Cieza Basilio, Pandey Neetesh, Ruhela Vivek, Ali Sarwan, Tosto Giuseppe
Taub Institute for Research on Alzheimer's Disease and the Aging Brain, Vagelos College of Physicians and Surgeons, Columbia University. 630 West 168 Street, New York, NY 10032, USA.
The Gertrude H. Sergievsky Center, Vagelos College of Physicians and Surgeons, Columbia University. 630 West 168 Street, New York, NY 10032, USA.
bioRxiv. 2025 Aug 29:2025.08.25.672146. doi: 10.1101/2025.08.25.672146.

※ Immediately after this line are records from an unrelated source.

PR #4614, opened 2025-06-05

akohlmey:
**Summary**

This pull request combines multiple small changes and fixes that do not warrant a pull request of their own.

**Related Issue(s)**

N/A

**Author(s)**

Axel Kohlmeyer, Temple U

**Licensing**

**Backward Compatibility**

N/A

**Implementation Notes**

- accept denormal floating-point numbers when converting with `ValueTokenizer::next_double()` or `utils::numeric()`
- add overloads to `utils::print()` so it can be used without providing a FILE pointer which will use `stdout`.
- bugfix from @stanmoore1 for KOKKOS memory leak fixes from PR #4532. Per-atom data must be initialized to zero.
- update list of known LAMMPS commands for LAMMPS-GUI

**Post Submission Checklist**


src/tokenizer.cpp
```diff
@@ -365,6 +367,11 @@ double ValueTokenizer::next_double()
     return val;
     // rethrow exceptions from std::stod()
   } catch (std::out_of_range const &) {
+    // could be a denormal number. try again with std::strtod().
+    char *end;
+    auto val = std::strtod(current.c_str(), &end);
+    // return value of denormal
+    if ((val != 0.0) && (val > -HUGE_VAL) && (val < HUGE_VAL)) return val;
```
jtclemm: I'm not sure I understand this, could a value of zero ever enter this catch statement?

akohlmey: I copied this from a stackoverflow response to separate denormal numbers from NaN and Inf and I think you are correct: the first comparison can be dropped in this case due to the context.

jtclemm (approved):

sjplimp (approved):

Genome-wide association studies (GWAS) have enabled clinicians and researchers to identify genetic variants linked to complex traits and diseases(1). However, conducting GWAS remains technically challenging without bioinformatics expertise due to required data preprocessing, software installation, and analysis scripting (2,3). SAGA is a BASH-based, open-source, fully automated pipeline that integrates three widely adopted tools-PLINK(4), GMMAT(5), and SAIGE(6)-for accessible, robust, and reproducible GWAS. After installation, users only provide standard genotype and phenotype files. The pipeline automates preprocessing, association testing, and visualization, outputting summary statistics, Manhattan plots, and quantile-quantile plot. SAGA enables robust GWAS for users with no scripting experience, expanding access to complex genetic analyses.

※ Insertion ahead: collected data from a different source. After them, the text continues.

PR #5110, opened 2026-07-27
Granular unittests

zawh4159:
**Summary**

This pull request updates the YAML-driven regression and verification test suite for granular / discrete element method (DEM) contact models under `unittest/granular`, replacing the previous 11-test suite with a 8-test suite, built in the same spirit as the `unittest/force-styles` harness.

| program | scenario | analytic model |
|---|---|---|
| `test_dem_01` | two-sphere head-on normal collision | `collision_restitution` |
| `test_dem_02` | two-sphere elastic Hertzian normal impact (peak force) | `hertz_normal_impact` |
| `test_dem_03` | sphere–wall elastic Hertzian normal impact (peak force) | `hertz_normal_impact` |
| `test_dem_04` | oblique impact on a wall (gross-sliding friction) | `oblique_impact` |
| `test_dem_05` | sphere sliding then rolling without slipping | `slip_cessation` |
| `test_dem_06` | spinning sphere impact (rebound with friction) | `spin_impact` |
| `test_dem_07` | rolling-resistance decay | `rolling_decay` |
| `test_dem_08` | cohesive DMT pull-off force | `pulloff_dmt` |

These particle-impact-level benchmarks follow the software-agnostic DEM benchmark of Mohajeri et al. (Powder Technology 447, 2024) — rolling resistance and cohesion — and the particle-impact benchmark of Chung & Ooi (Granular Matter 13:643–656, 2011) — normal, oblique, and spinning-sphere collisions.

Each test drives a small, analytically tractable system built entirely from a YAML file, runs it in segments, and checks the resulting trajectory both as a bit-for-bit regression against a stored per-atom reference (under `newton on` and `newton off`) and against a closed-form analytic model appropriate to the scenario. A given driver may cover several variants of one scenario — across contact models (`hooke`, `hooke/history`, `hertz`, `hertz/material`, `mindlin`, `mindlin/rescale`), dimensionality, or unit systems — since it runs every `dem0N-*.yaml` file registered under its number.

**Author(s)**

Zachary White (Sandia National Labs, University of Colorado Boulder), zwhite55@gmail.com
Emad Renfroe (Sandia National Labs, Georgia Tech)

**Licensing**

By submitting this pull request, I agree, that my contribution will be included in LAMMPS and redistributed under either the GNU General Public License version 2 (GPL v2) or the GNU Lesser General Public License version 2.1 (LGPL v2.1).

**Artificial Intelligence (AI) Tools Usage**

[...]

PR #5102, opened 2026-07-23
Collected small changes and fixes

akohlmey:
**Summary**

This pull request combines multiple small changes and fixes. Mostly related to the documentation

**Related Issue(s)**

Closes #5101
Closes #5099
Closes #5098
Fixes #5104 

**Author(s)**

Axel Kohlmeyer, Temple U

**Licensing**

By submitting this pull request, I agree, that my contribution will be included in LAMMPS and redistributed under either the GNU General Public License version 2 (GPL v2) or the GNU Lesser General Public License version 2.1 (LGPL v2.1).

**Artificial Intelligence (AI) Tools Usage**

The python script for checking the fix adapt and fix adapt/fep tables of adaptable
styles was created by Claude Fable 5. The bibliography consolidation was performed by Claude Opus 5. Both under the supervision and with directions from me.

Everything else was done without AI assistance.

**Backward Compatibility**

N/A

**Implementation Notes**

The following changes are included:
- do not use the OPENMP version of fix NEIGH_HISTORY with pair styles granular, tracker, granular/superellipsoid which do not have OPENMP versions
- fix bugs in `fix NEIGH_HISTORY/omp` that could lead to segfaults or data corruption
- fix bug in `fix pimd/nvt` where necessary memory allocation was skipped
- fix bug in `pair_style eam` allocated data was counted before it was allocated and available, which caused a segfault when LAMMPS threw and exception due to a broken EAM potential file.
- fix bug in `create_atoms` that would cause a segmentation fault when creating atoms from a molecule file containing dipoles. Refactor the relevant code to make copies instead of passing pointers between translation units.
- change `fix graphics/replica` so that it selects the atoms from the fix group on replica 0 across all replica
- replace `.. deprecated::` with `.. versionremoved::`
- consolidated citations and updated Bibliography.rst
- add tool to check extract'able style properties for `fix adapt` and `fix adapt/fep`
- update and correct the aforementioned tables
- remove a leftover reference to `ML-RANN`
- Include trivial PRs #5098, #5099, and #5101 with some minor edits
- Update some unittest YAML files to pass automated tests on ARM64
- Add commented out dump image visualization to powerlaw example in multi folder
- Add example visualization a PIMD simulation to the ``examples/GRAPHICS`` folder

**Post Submission Checklist**

- [x] The feature or features in this pull request is complete
- [x] Licensing information is complete
- [x] Corresponding author information is complete
- [x] The source code follows the LAMMPS formatting guidelines
[...]

PR #5113, opened 2026-07-28
Add more granular unittests

akohlmey:
**Summary**

This pull request tries to expand on PR #5110 to add more tests, particularly for legacy granular styles and to cover components that were missed or need more data points.

**Related Issue(s)**

N/A

**Author(s)**

Axel Kohlmeyer, Temple U and Joel Clemmer, SNL

**Licensing**

Most of the added tests were added by Claude Code (Fable 5) based on multiple publications, the initial draft implementation of the DEM tests and collected insights from multiple bugfix and analysis sessions evaluating data from static code analysis.

**Backward Compatibility**

N/A

**Implementation Notes**

- 5d372a0863 -- fix division by zero (NaN forces) for undamped classic granular wall models
- 027c2f9272 -- harness robustness: safe reference regeneration (temp file + rename), tags round-trip fix
- 95f9efecdc -- restore the four analytic models dropped in the PR #5110 rewrite
- 5af22707d8 -- new tests: legacy-style variants, 76-degree energy-injection guard, zero-slip spin guard, terminal velocity under drag (`test_dem_09`)
- c7497e5fda -- documentation for the first batch
- 51404698e6 -- fix a pre-existing typo found by `make spelling`
- cdf871b5e6 -- new and restored analytic models: `hertz_peak`, `slip_transient`, `incline_rolling`, `wall_restitution`, `momentum_conservation`, `pulloff_jkr`, `freefall`, `stack_energy`
- b904660349 -- new tests: restitution/damping/tangential-velocity sweeps, per-quantity Hertz peaks, JKR pull-off, inclined-plane rolling, free fall + stacked compression (`test_dem_10`), region wall (`test_dem_11`), superellipsoid momentum conservation (`test_dem_12`)
- 101687e0a5 -- documentation for the second batch
- 6e7933f3c1 -- new analytic models: `twist_decay`, `twist_decay_marshall`, `heat_equilibration`
- a387eca3ad -- new tests: twisting friction (`test_dem_13`), granular heat conduction (`test_dem_14`), sticking-regime oblique impact
- 50a4f17894 -- documentation for the third batch
- 8eb6d68cd0 -- spelling false positives
- 6c09dddd2c -- add the parked `damping tsuji` restitution test, enabled by the sqrt(2) fix from PR #5116
- 10e220f099 -- new driver `test_dem_15` + `oblique_impact_pair` model: two-sphere oblique impact (Chung & Ooi Test 5)
- e248bb89a0 -- new tests completing sub-model coverage except `mdr`: `mindlin[_rescale]/force`, `mass_velocity` damping, tsuji wall
- 369f4d4f85 -- documentation for the fourth batch

**Post Submission Checklist**


akohlmey:
@jtclemm here is the first batch of expansions and fixes. Feel free to request changes here or on slack, I will feed them back to the coding agent. The goal of the next round it to extend coverage and integrate more tests suggested by the published literature.

akohlmey:
@jtclemm While preparing a restitution test for `damping tsuji` for this PR, it was found
that the model does not reproduce the requested restitution coefficient. For that reason the corresponding test was not added.

**Observation.**  For a Hertzian two-sphere impact with
`hertz/material ... damping tsuji` and a requested restitution coefficient
of e = 0.5, the measured rebound gives e = 0.616.  The deviation is
systematic:

| requested e | measured e |
|---|---|
| 0.2 | 0.343 |
| 0.5 | 0.616 |
| 0.7 | 0.778 |
| 0.9 | 0.928 |

The docs state for *tsuji* that "the damping coefficient specified as part
of the normal model is interpreted as a restitution coefficient e", so the
behavior contradicts the documentation, and the model always dissipates
less than requested.

**Diagnosis.**  Independently integrating the documented force law (m_eff
d'' = -K d^{3/2} - alpha sqrt(m_eff k_nd) d', with k_nd = F/d) reproduces
the LAMMPS results exactly, i.e. the code implements its formula correctly.
The problem is the alpha(e) polynomial in `GranSubModDampingTsuji::init()`
(gran_sub_mod_damping.cpp): the alpha actually required for a given e is
**larger by exactly sqrt(2)** across the entire range (numerically inverted:
ratios 1.4139 to 1.4169 for e = 0.2 to 0.9).  So the polynomial appears to
be a correct fit, but for a damping convention whose m*k product is twice
ours (e.g. single-particle mass where we use m_eff = m/2, or a
tangent-stiffness convention).

**Proposed changes.** 
1. Fix the mapping by adding `damp *= sqrt(2)` after the polynomial.
   This would restore e_in = e_out to better than 1 percent, but
   changes the damping model to be more dissipative
2. Change the documentation to describe what the parameter actually is.
   Not sure if that would require to change the name of the model.
3. Like 1. but using a more accurate representation for a (slightly)
   better match to the analytic model (probably not worth it).

akohlmey:
@jtclemm Here are suggested additional changes that require input from you and are probably best added in a followup pull request.

- test mdr normal model: needs more information to have a suitable reference to compare to
- tests for surface/global and surface/local comparing to a flat wall or a box (corner?): needs to merge pending pull requests that contain fixes for them (e.g. #5102) or cherry-pick fixes from them
- test (small) bulk systems similar to the force style tests: regression tests only. the older tests had a few. this could be used to confirm neighbor list settings, too.
- run the tests for (existing and future) accelerated versions

jtclemm:
> @jtclemm While preparing a restitution test for `damping tsuji` for this PR, it was found that the model does not reproduce the requested restitution coefficient. For that reason the corresponding test was not added.

Thanks Axel for finding this and letting me know. I (or @dsbolin) will take a look. I just uncovered another general (non-granular) bug with regions that span periodic boundaries w/ open ends. I will submit a short PR once I have a chance to patch both.

jtclemm:
Made some progress in investigating. Extracting the data from Tsuji's [original paper](https://doi.org/10.1016/0032-5910(92)88030-L), the sqrt(2) factor does improve the fit of the equation in LAMMPS relative to Tsuji's Fig. 3 data:
image

The equation in LAMMPS is a numerical fit from [Marshall 2009](https://doi.org/10.1016/j.jcp.2008.10.035), equation 53. 

At a quick glance, the two papers do have slightly different expressions they are solving (Eq. 24-27 for Tsuji and Eq. 46-48 for Marshall) which could lead to a factor of sqrt(2) mismatch. However, this could also be due to solving particle-to-wall impact vs. particle-to-particle impact. 

I'll look a bit more at their expressions (or AI could), but can you ask the AI to rerun the test for the particle-to-wall scenario and see if that works? 

Edit: there is in fact a factor of sqrt(2) in their different formulations lurking around. I think it's in the convention of whether you use a particle mass or an effective mass. I'll confirm.

akohlmey:
@jtclemm We ran the particle-to-wall scenario, plus a mass-ratio sweep and
`coeff_restitution` controls (same material parameters as before:
hertz/material, E = 7e10, nu = 0.33, d = 5 mm, rho = 2700):

| scenario | damping | e requested | e measured |
|---|---|---|---|
| two spheres, equal mass | tsuji | 0.5 | 0.61605 |
| two spheres, mass ratio 3 | tsuji | 0.5 | 0.61608 |
| sphere on plane wall | tsuji | 0.5 | 0.61608 |
| two spheres | tsuji | 0.9 | 0.92836 |
| sphere on plane wall | tsuji | 0.9 | 0.92837 |
| two spheres (control) | coeff_restitution | 0.5 | 0.49994 |
| sphere on wall (control) | coeff_restitution | 0.5 | 0.49996 |

So particle-to-wall does NOT behave differently: both geometries are
under-damped by the same amount (identical to five digits), and the result
is independent of the mass ratio.

That is actually the expected outcome given how the code is written, and it
narrows down where the sqrt(2) lives.  In LAMMPS the meff passed to the
damping prefactor is always the true inertial mass of the contact: the
reduced mass mi*mj/(mi+mj) in pair granular and the particle mass rmass[i]
in fix wall/gran.  Since the same mass governs the contact dynamics, the
dimensionless problem depends on alpha alone, and e must come out the same
for pair, wall, and any mass ratio -- which is what we measure.  The LAMMPS
meff plumbing is therefore self-consistent and correct.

全基因组关联研究(GWAS)使临床医生和研究人员能够识别与复杂性状和疾病相关的基因变异(1)。然而,由于需要进行数据预处理、软件安装和分析脚本编写,在没有生物信息学专业知识的情况下进行GWAS在技术上仍然具有挑战性(2,3)。SAGA是一个基于BASH的开源全自动流程,它集成了三个广泛采用的工具——PLINK(4)、GMMAT(5)和SAIGE(6)——用于可访问、稳健且可重复的GWAS。安装后,用户只需提供标准的基因型和表型文件。该流程会自动进行预处理、关联测试和可视化,输出汇总统计信息、曼哈顿图和分位数-分位数图。SAGA使没有脚本编写经验的用户也能进行稳健的GWAS,扩大了复杂基因分析的可及性。